HNA – the short version
My investment case in Rezidor is related to HNA, so here is a very short version of what I managed to gather from the history of HNA. HNA started out as a local/regional airline for the Hainan island in China, dubbed China’s Hawaii. Side note, I actually visited the island once. It’s popular among Chinese (and Russians to some degree), but the luxury resort Sanya is way overpriced compared to Thailand/Vietnam etc. During early 2000’s HNA diversified from its airline business to becoming HNA Group, moving into tourism, logistics etc. The structure is not easy to grasp. Equity analysts at UBS tried to map out this corporate structure in a recent report titled “What if HNA Group is the black swan of the equity and bond markets in 2018?”. See below (click to maximize):
These different entities then went on a pretty crazy shopping spree worldwide, snapping up assets all over the place. I encourage you to listen to this “funny” episode of just how crazy HNA’s spending spree has been:
This blog-post, although a bit out-dated now gives a decent overview what HNA been up to: Questions Mount over HNA’s Financial Engineering
Everything comes to an end
When you are operating in China it doesn’t matter how successful you are if you are not aligned with what the Government believes you should do. Beijing stepped in last year to curb the spree, worried that companies were overpaying for foreign assets and draining China’s foreign currency reserves, while relying on risky financing methods to fund acquisitions. When Beijing identify your company as borrowing too aggressively and call you as a leader in to comply, you just comply.
It’s not only that Beijing is telling them to do so, HNA seems to be severely strapped for cash to meet it’s huge debt obligations, mostly to local Chinese banks, but also bond holders. It seems the big unwind for HNA has now started. Earlier HNA disclosed that they have started to sell some of their 10% position in Deutsche Bank. Their stake in Park Hotels valued at 1.6bn USD is for sale and just recently they announced the intention to sell its 26% stake in Hilton Worldwide, valued at ~6bn USD. A few days ago Hyatt and PE firm Lone Star has showed interest in another of HNA’s smaller hotel holdings Spanish NH Hotel Group, where HNA’s stake is valued slightly below 1bn USD. Except the unwind of the Deutsche position, it seems the main targeted holdings up for sale are HNA’s hotel assets. That brings me to my investment case, another hotel asset.

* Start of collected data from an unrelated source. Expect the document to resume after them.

PR #1652, opened 2021-04-29
Update App.svelte

jswhisperer:
make it work

- [x] Bugfix
- [ ] Feature
- [ ] New Binding Issue #___
- [ ] Code style update
- [ ] Refactor
- [ ] Build-related changes
- [ ] Other, please describe:

- [ ] Yes. Issue #___
- [x] No

**Other information:**

### DIFF
--- a/examples/api/src/App.svelte
+++ b/examples/api/src/App.svelte
@@ -1,6 +1,6 @@
 <script>
   import { onMount } from "svelte";
-  import { open } from "@tauri-apps/api/shell";
+  import { open } from "@tauri-apps/open";
 
   import Welcome from "./components/Welcome.svelte";
   import Cli from "./components/Cli.svelte";


examples/api/src/App.svelte
```diff
@@ -1,6 +1,6 @@
 <script>
   import { onMount } from "svelte";
-  import { open } from "@tauri-apps/api/shell";
+  import { open } from "@tauri-apps/open";
```
lucasfernog, line 3: how did this work? that's not a package name

lucasfernog (changes requested):

lucasfernog:
Maybe it didn't work because you didn't build the `tooling/api` package? Try following the contribution guide or just running `yarn build` on that folder. On my end it works just fine.

examples/api/src/App.svelte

Rezidor Hotels Group background
Rezidor Hotel’s was back in the days, maybe somewhat ironically, part of another airline – Swedish SAS. The hotels back then where called Radisson SAS, when in 2006 they decided to list the company in Sweden and in the end divest its shares in the company. In 2012 american Carlson Hotels announced a merger with listed Rezidor to form Carlson Rezidor Hotel Group. Rezidor was still though listed as a separate entity and the new majority holder of Rezidor became the closely held company Carlson Hotels. This Merger Press Release explains the details of the plans at the time.
In 2016 HNA acquired the Carlson Hotels and thereby also became the new majority shareholder in Rezidor. During these years as a merged company, the hotel visitors to the old Radisson brand had to become “Club Carlson” members instead, as the two companies tried to at some level merge their operations and IT-platform. To summarize one can say that this merger has not been very successful for Rezidor, which in many ways lost a lot of its brand identity.

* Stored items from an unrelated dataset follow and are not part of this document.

PR #1665, opened 2021-04-30
feat(core): add state management, closes #1655

### LINKED ISSUE #1655: Implement state for command handlers
The current API for commands forces users to use global states because we only pass the `Window` and the invoke arguments (from JS) to the command function. We should manage state for commands.

lucasfernog:

- [ ] Bugfix
- [x] Feature
- [ ] New Binding Issue #___
- [ ] Code style update
- [ ] Refactor
- [ ] Build-related changes
- [ ] Other, please describe:

- [ ] Yes. Issue #___
- [ ] No

**Other information:**


core/tauri-macros/src/command.rs
```diff
@@ -40,40 +59,55 @@ pub fn generate_command(attrs: Vec<NestedMeta>, function: ItemFn) -> TokenStream
...
+    let arg_type =
+      arg_type.unwrap_or_else(|| panic!("Invalid type for arg \"{}\"", arg_name.unwrap()));
+
+    let mut path_as_string = String::new();
+    for segment in &arg_type.segments {
+      path_as_string.push_str(&segment.ident.to_string());
+      path_as_string.push_str("::");
+    }
+
+    if ["State::", "tauri::State::"].contains(&path_as_string.as_str()) {
```
chippers: This is problematic because any renamed import will fail. This is also the reason why we went with `with_window` instead of trying to detect the window parameter. Since we can't type detect during the macro, there isn't a name-based way to do this. I think the following choices might be viable:
1. add `with_state` and operate the `with`s in a left to right order
2. create a `FromCommand` trait and have parameters implement it `from_command(msg: InvokeMessage<_>) -> Result<Self>`  (this is similar to what rocket does).  We then use type inference to call that trait method on all the parameters being passed to the function
    * because the "data" parameters aren't name anywhere else, this means we would only realistically be able to accept struct that implment it also, and not use something like `name: String`
3. (maybe, i haven't tested this) accept a `#[window]` and `#[state]` attributes in the parameters, something like the following:
    * ```rust
      #[command]
      fn my_command(
        #[window] window: Window<impl Params>,
        #[state] state: State<'_, String>,
        name: String,
        body: String
      ) {
        todo!()
      }
      ```

ill probably discuss it on discord

chippers (dismissed):
It looks alright, except for how we pass the state into the command parameters.  I have some ideas that we can discuss on discord

chippers:
I marked this as a draft because I haven't tested it personally (compiles + local tests pass) and it still needs a bit more work. I'll get around to it sometime tomorrow unless someone gets to it first

1. Docs about the `FromCommand` trait
2. remove `with_window` attribute from everywhere since it's completely unread
3. test it actually works with real applications lol
4. changefile
5. am i missing anything?

chippers:
Look good to me :)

This creates a somewhat confusing company structure where Carlson owns the brands and systems/platform. Rezidor can then be seen as the franchise taker of these brands under a master franchise agreement.
HNA created another storm when they bought Carlson Hotels and that was with the small holding I mentioned earlier in Spanish NH Hotel Group. The other shareholders in NH Hotel went together to kick out the CEO (Federico González-Tejera ) and 4 board members, due to conflict of interest through HNA. It seems that the hedge funds that plotted this also had some other motives in terms of getting HNA to bid for the rest of NH Hotel Group (which did not succeed). Federico González-Tejera about one year ago was announced as the new CEO of Rezidor Hotels.
Investment Case in brief
+ Very low valuation compared to peers who run asset light models.
+ The opportunity for a stronger more stable owner to step in when HNA is divesting assets.
+ Transformation of company brand to Radisson already implemented.
+ Federico González-Tejera who actually seems to have done a good job at NH Hotel Group gives a solid impression to try to turn around Rezidor.
– Complicated ownership structure as the franchise taker to Carlson. Brand and IT-platform run by Carlson group, the non-listed entity 100% owned by HNA.
– If HNA does not divest we are left with a sketchy owner, although not a disaster if they can turn the business around, but not ideal.
– Nordic and especially Swedish hotel market seems to have become somewhat over-saturated lately, which would hurt Rezidor which has a large portion of its operations in northern Europe.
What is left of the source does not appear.